- The input:
PR #535, opened 2023-07-04
Storing the results of executing "genesis scenarios" in the persistence

jakrawcz-rdx:
This is the first PR for the "expose Genesis Scenarios' results from Core API".
It only stores the results in the DB (and has no observable behavior yet - the API change is coming in another PR).

### DIFF
--- a/core-rust/state-manager/src/state_manager.rs
+++ b/core-rust/state-manager/src/state_manager.rs
@@ -764,9 +764,10 @@ where
         if !scenarios_to_run.is_empty() {
             info!("Running {} scenarios", scenarios_to_run.len());
             let mut next_nonce: u32 = 0;
-            for scenario_name in scenarios_to_run.iter() {
+            for (sequence_number, scenario_name) in scenarios_to_run.iter().enumerate() {
                 next_nonce = self.execute_genesis_scenario(
                     &mut genesis_commit_request_factory,
+                    sequence_number,
                     scenario_name.as_str(),
                     initial_epoch,
                     next_nonce,
@@ -793,6 +794,7 @@ where
     fn execute_genesis_scenario(
         &self,
         genesis_commit_request_factory: &mut GenesisCommitRequestFactory,
+        sequence_number: usize,
         scenario_name: &str,
         epoch: Epoch,
         nonce: u32,
@@ -805,7 +807,6 @@ where
                     scenario_name
                 )
             });
-        let scenario_base_version = genesis_commit_request_factory.state_version;
         let mut previous = None;
         let mut committed_transactions = Vec::new();
         info!("Running scenario: {}", scenario_name);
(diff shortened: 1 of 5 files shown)


dhedey (approved):
Really nice, thanks!

core-rust/state-manager/src/state_manager.rs
```diff
@@ -837,14 +790,93 @@ where
...
+    ) -> u32 {
+        let mut scenario = self
+            .find_scenario(epoch, nonce, scenario_name)
+            .unwrap_or_else(|| {
+                panic!(
+                    "Could not find scenario with logical name: {}",
+                    scenario_name
+                )
+            });
+        let scenario_base_version = genesis_commit_request_factory.state_version;
```
dhedey, line 808: I think this is a bit confusing that it is the state version _before_ the scenario executed.

I'd prefer to just set this to be:
```rust
    if let Some(scenario_start_state_version) = committed_transactions.first() {
        // We only commit a record of the scenario if it commits at least one transaction
        self.store.write().put(scenario_start_state_version, executed_scenario);
    }
```

core-rust/state-manager/src/store/rocks_db.rs
```diff
@@ -133,12 +133,18 @@ enum RocksDBColumnFamily {
     /// Key: concat(account_address, state_version), value: null
     /// Given fast prefix iterator from RocksDB this emulates a Map<Account, Set<StateVersion>>
     AccountChangeStateVersions,
+    /// Additional details of "Scenarios" (and their transactions) executed as part of Genesis,
+    /// keyed by state version on top of which they are executed (note: this requires an assumption
```
dhedey, line 137: I'm not sure we need this note, or maybe we can say that we explicitly store Scenarios which committed transactions.

dhedey (commented):
Oh actually, just a quick thought

core-rust/state-manager/src/state_manager.rs
jakrawcz-rdx: TBH a "state version after the first transaction that got committed as part of the scenario" is also a bit arbitrary to me :(
And in both cases, "not storing information on attempted scenarios which didn't successfully commit transactions" is also a bit imperfect.

Sooo... why do we want to identify these scenarios by a _transaction's_ ID anyway? Can we do "scenario order number" instead? Like `0 -> radiswap{...}; 1 -> transfer_xrd{...}`? That solves the above problems, and the contained transactions are easily identifiable anyways, and AFAIU we only list all these scenario executions (fully) from the endpoint (i.e. no-one queries them by any ID). Do you see any downsides of "scenario order number"?

dhedey: Sure - that sounds good :)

- Your assignment:
Without altering anything, print all of the data again.

- Answer to this problem:
PR #535, opened 2023-07-04
Storing the results of executing "genesis scenarios" in the persistence

jakrawcz-rdx:
This is the first PR for the "expose Genesis Scenarios' results from Core API".
It only stores the results in the DB (and has no observable behavior yet - the API change is coming in another PR).

### DIFF
--- a/core-rust/state-manager/src/state_manager.rs
+++ b/core-rust/state-manager/src/state_manager.rs
@@ -764,9 +764,10 @@ where
         if !scenarios_to_run.is_empty() {
             info!("Running {} scenarios", scenarios_to_run.len());
             let mut next_nonce: u32 = 0;
-            for scenario_name in scenarios_to_run.iter() {
+            for (sequence_number, scenario_name) in scenarios_to_run.iter().enumerate() {
                 next_nonce = self.execute_genesis_scenario(
                     &mut genesis_commit_request_factory,
+                    sequence_number,
                     scenario_name.as_str(),
                     initial_epoch,
                     next_nonce,
@@ -793,6 +794,7 @@ where
     fn execute_genesis_scenario(
         &self,
         genesis_commit_request_factory: &mut GenesisCommitRequestFactory,
+        sequence_number: usize,
         scenario_name: &str,
         epoch: Epoch,
         nonce: u32,
@@ -805,7 +807,6 @@ where
                     scenario_name
                 )
             });
-        let scenario_base_version = genesis_commit_request_factory.state_version;
         let mut previous = None;
         let mut committed_transactions = Vec::new();
         info!("Running scenario: {}", scenario_name);
(diff shortened: 1 of 5 files shown)


dhedey (approved):
Really nice, thanks!

core-rust/state-manager/src/state_manager.rs
```diff
@@ -837,14 +790,93 @@ where
...
+    ) -> u32 {
+        let mut scenario = self
+            .find_scenario(epoch, nonce, scenario_name)
+            .unwrap_or_else(|| {
+                panic!(
+                    "Could not find scenario with logical name: {}",
+                    scenario_name
+                )
+            });
+        let scenario_base_version = genesis_commit_request_factory.state_version;
```
dhedey, line 808: I think this is a bit confusing that it is the state version _before_ the scenario executed.

I'd prefer to just set this to be:
```rust
    if let Some(scenario_start_state_version) = committed_transactions.first() {
        // We only commit a record of the scenario if it commits at least one transaction
        self.store.write().put(scenario_start_state_version, executed_scenario);
    }
```

core-rust/state-manager/src/store/rocks_db.rs
```diff
@@ -133,12 +133,18 @@ enum RocksDBColumnFamily {
     /// Key: concat(account_address, state_version), value: null
     /// Given fast prefix iterator from RocksDB this emulates a Map<Account, Set<StateVersion>>
     AccountChangeStateVersions,
+    /// Additional details of "Scenarios" (and their transactions) executed as part of Genesis,
+    /// keyed by state version on top of which they are executed (note: this requires an assumption
```
dhedey, line 137: I'm not sure we need this note, or maybe we can say that we explicitly store Scenarios which committed transactions.

dhedey (commented):
Oh actually, just a quick thought

core-rust/state-manager/src/state_manager.rs
jakrawcz-rdx: TBH a "state version after the first transaction that got committed as part of the scenario" is also a bit arbitrary to me :(
And in both cases, "not storing information on attempted scenarios which didn't successfully commit transactions" is also a bit imperfect.

Sooo... why do we want to identify these scenarios by a _transaction's_ ID anyway? Can we do "scenario order number" instead? Like `0 -> radiswap{...}; 1 -> transfer_xrd{...}`? That solves the above problems, and the contained transactions are easily identifiable anyways, and AFAIU we only list all these scenario executions (fully) from the endpoint (i.e. no-one queries them by any ID). Do you see any downsides of "scenario order number"?

dhedey: Sure - that sounds good :)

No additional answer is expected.